* [MATERIAL FOR THIS TASK]:
■ ■ ■

PR #2428, opened 2022-01-06
No warning for empty clue in speedrun

### LINKED ISSUE #2198: The empty clues warning during speedruns.
Hello. An issue I have found is that sometimes, when you pre-clue a card that gets discarded, the clue will touch nothing and there will be a warning that pops up, saying that you cannot give a clue that touches no cards. Except, that basically kills the run because of having to close the warning. Could this be changed to more of a sound effect?

DrAnax:
Closes #2198


Zamiell:
good fix, thanks

PR #27, opened 2021-11-17
Solidity contracts + testing revamp

alxs:
The main goal of this was to abstract the specific cryptographic implementation for the swap from the swap logic itself in order to minimise code duplication, which is now the case. `Swap.sol` is an abstract contract that can be instantiated needing only a `verifySecret` function that contains the verification logic.

In between a bunch of other stuff happened and in this PR are now also:
- consistent error reporting
- testing logic in the smart contracts is now also independent of the impl files
- scalable hardhat tests
- simplified crypto - at least for secp256k1 now only the bit that actually matters is included

I was halfway through doing this when I realised the DLEQ approach isn't actually integrated with the rest of the code - that is still the idea though, no? It's way faster, works in principle and I for one would like to play around with @Lederstrumpf's stuff.

TODO:
- propagate new error messages to Go tests
- rename all instances of `Swap.sol` to `SwapOnChain.sol` in Go code
- run integration tests (the new script is awesome, thanks :D)
- integrate the DLEQ option into the actual program (not for this PR...)

Other than that, here are some preliminary gas measurements for the two approaches:
```
·----------------------------------------|----------------------------|-------------|-----------------------------·
|          Solc version: 0.8.5           ·  Optimizer enabled: false  ·  Runs: 200  ·  Block limit: 30000000 gas  │
·········································|····························|·············|······························
|  Methods                                                                                                        │
····················|····················|··············|·············|·············|···············|··············
|  Contract         ·  Method            ·  Min         ·  Max        ·  Avg        ·  # calls      ·  eur (avg)  │
····················|····················|··············|·············|·············|···············|··············
|  SwapDLEQMock     ·  testVerifySecret  ·       30304  ·      30316  ·      30310  ·            2  ·          -  │
····················|····················|··············|·············|·············|···············|··············
|  SwapOnChainMock  ·  testVerifySecret  ·      930673  ·     950395  ·     938818  ·            5  ·          -  │
····················|····················|··············|·············|·············|···············|··············
|  Deployments                           ·                                          ·  % of limit   ·             │
·········································|··············|·············|·············|···············|··············
|  SwapDLEQMock                          ·           -  ·          -  ·    1350801  ·        4.5 %  ·          -  │
·········································|··············|·············|·············|···············|··············
|  SwapOnChainMock                       ·           -  ·          -  ·    1855645  ·        6.2 %  ·          -  │
·----------------------------------------|--------------|-------------|-------------|---------------|-------------·
```

So that'd indeed be roughly a 30x improvement.


noot:
> rename all instances of Swap.sol to SwapOnChain.sol in Go code
I would rather not do this, as I find it confusing.. the contract is always on chain :p

> I was halfway through doing this when I realised the DLEQ approach isn't actually integrated with the rest of the code - that is still the idea though, no? It's way faster, works in principle and I for one would like to play around with @Lederstrumpf's stuff.
yep, the gas benefits look pretty significant, so it would be nice to add. the contract deployment is still a lot, but hopefully #28 will address that

alxs:
Feel free to suggest another name :)

Personally I find it confusing to call one Swap and the other SwapDLEQ, giving the impression that the first is the default. IMO both should be treated equally.

Another argument is that now `Swap.sol` contains the abstract swap logic, and the other two the crypto. We can also just call them by the curve names.

noot:
hey @alxs I made some protocol updates in this PR https://github.com/noot/atomic-swap/pull/37 and it seems to improve the gas a lot - feel free to take a look and let me know what you think!

alxs:
@noot thanks for the ping, one of Farcaster's team members and I left some comments on the associated issue (#36). I just reopened it.

noot:
@alxs just responded, I changed back the contract, I got a bit too excited with gas optimizations haha. let's continue to go down the DLEQ route, let me know if you need any help with the go code.

in terms of contract naming, I think there should be always 1 contract called Swap.sol which is the canonical contract that's currently used by the protocol. then, if we decide to move to the DLEQ version as the main contract, then we can replace the current Swap.sol with the DLEQ version. that way we won't have to rename a bunch of things when we switch the contracts over, since if the API is the same, it should be pretty straightforward.

alxs:
I mean, it would have been nice haha. Thanks, yeah alright I'll give it a go.

The API is not exactly the same - in Robert's version you pass the x and y coordinates of the public key instead of the encoded point, with my abstraction it's the hash of the ABI-encoded coordinates. Not a major change, but just wanted to point it out.

In any case, I actually thought we would offer both options. Maybe you see where I was coming from with the renaming now. Though of course if we just drop the classic one there's no point in any renaming in the first place. And if both are equally secure I guess there's no point in maintaining one that is 30x more expensive. What do you think, shall we just switch?

noot:
@alxs sorry for the late reply! yeah, I think we can just switch over when the DLEq version is complete, that'll be cleaner to maintain.

alxs:
Closing from my side, feel free to steal it like the rest of my work.

PR #81, opened 2022-01-20
add CORS support

noot:
@Tbaut pls try and let me know if this works!


Tbaut (approved):
:rocket: :rocket: :rocket: :rocket:

PR #87, opened 2022-01-31
Some UI to get started

Tbaut:
I use yarn, but it should work with npm.
When launched, the UI will talk to a node listening on `5001` and query the offers for all its peers

note that the tooltip showing the peer address truncated seems to be an issue with the hot reloading server I'm using.. so I'd ignore this for now :D

https://user-images.githubusercontent.com/33178835/151891075-aacd7ee6-37a8-45d5-831e-517a52e5122c.mp4


noot (approved):
works perfectly for me! amazing :D

PR #91, opened 2022-02-10
Swaping modal

Tbaut:
one can take an offer by clicking on the take button. The user can then type in a value. They will be warned if the amount requested is too high or too low.
Once a swap is executed, the list of offers is refreshed, because the offer that was just taken isn't available any more.

It looks like this:

https://user-images.githubusercontent.com/33178835/153770547-b13d3918-20a9-48a2-adde-12dcc5cd897b.mp4


scripts/setup-devnet.sh
```diff
@@ -0,0 +1,51 @@
...
+
+# open Bob's wallet (must have funds)
+# sleep 5
+# curl http://localhost:18083/json_rpc -d '{"jsonrpc":"2.0","id":"0","method":"open_wallet","params":{"filename":"stagenet-wallet","password":""}}' -H 'Content-Type: application/json'
+
+# check balance
+# curl http://localhost:18083/json_rpc -d '{"jsonrpc":"2.0","id":"0","method":get_accounts","params":{}}' -H 'Content-Type: application/json'
+
+# start mining (if synced)
+# curl http://localhost:18083/json_rpc -d '{"jsonrpc":"2.0","id":"0","method":start_mining","params":{"threads_count":1,"do_background_mining":true,"ignore_battery":false}}' -H 'Content-Type: application/json'
```
Tbaut, line 51:
```suggestion
```

noot (approved):
looks good to me! my only suggestion is to add an error message if the swap fails for whatever reason, i noticed that if the swap fails the UI currently doesn't log anything.

PR #99, opened 2022-02-28
Devnet setup script and showing errors in the UI

Tbaut:
If you want to try it out quickly with some errors, you can comment one part of the UI and send a too large offer. See my comment on Github

https://user-images.githubusercontent.com/33178835/156044306-0d005cea-6e91-43af-bfde-684308d4cfa3.mp4


Tbaut:
I can't comment on Github because I didn't touch those lines, but you should comment out this section for instance:
```
} else if (
    willReceive !== 0 &&
    $selectedOffer &&
    willReceive > $selectedOffer.maxAmount
  ) {
    error = `The amount of ${getCorrespondingToken(
      $selectedOffer.provides
    )} to swap is too high`
```

so that you are able to use the UI to send too large amount.

ui/src/components/TakeDealDialog.svelte
```diff
@@ -55,25 +54,31 @@
         if (result?.status === 'success') {
           isSuccess = true
           getPeers()
+        } else if (result?.status === 'aborted') {
```
noot, line 57: could you add the `refunded` case as well?

scripts/setup-devnet.sh
```diff
@@ -1,35 +1,52 @@
 #!/bin/bash
 
+# useful dir relative to this script
 MONERO_DIR="../monero-x86_64-linux-gnu-v0.17.3.0"
+LOG_DIR="../log"
```
noot, line 5: could you make this `$TMPDIR/swapd_log` or something like that? so it automatically goes into the temp directory?

ui/src/components/TakeDealDialog.svelte
noot: yeah, it happens if the swap fails after funds get locked. maybe you can say something like "swap funds refunded, please check logs for more info"

Tbaut: done

scripts/setup-devnet.sh
Tbaut: found an elegant way with TMPDIR and a default `/tmp` in case nothing's set

scripts/setup-devnet.sh
```diff
@@ -1,35 +1,53 @@
...
 
-# bash ./scripts/install-monero-linux.sh
-echo "========== start ganache-cli"
-ganache-cli -d &
+echo "cleanup"
+pkill -e -f monero;
+pkill -e -f ganache-cli;
+killall -v swapd;
+pkill -e -f swapcli;
+rm -rf $LOG_DIR/*;
```
Tbaut, line 14: No need to rm the logs
```suggestion
```

noot (approved):
looks good to me!

PR #103, opened 2022-03-20
Use WS to take an offer

Tbaut:


Tbaut:
done in https://github.com/noot/atomic-swap/pull/126

PR #129, opened 2022-06-10
Metamask store cleanup and bring back success message

Tbaut:
- connects to MM automatically if you've ever been connected
- only shows the connect button if not connected
- some cleanup in the MM store
- Shows the success message if the swap was successful


noot (approved):
works for me!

■ ■ ■

* [TASK TO COMPLETE]: Going down from the first line of the entries above, restate each line word for word until the line holding "Hello. An issue" is done.

* [ANSWER AREA]:
PR #2428, opened 2022-01-06
No warning for empty clue in speedrun

### LINKED ISSUE #2198: The empty clues warning during speedruns.
Hello. An issue I have found is that sometimes, when you pre-clue a card that gets discarded, the clue will touch nothing and there will be a warning that pops up, saying that you cannot give a clue that touches no cards. Except, that basically kills the run because of having to close the warning. Could this be changed to more of a sound effect?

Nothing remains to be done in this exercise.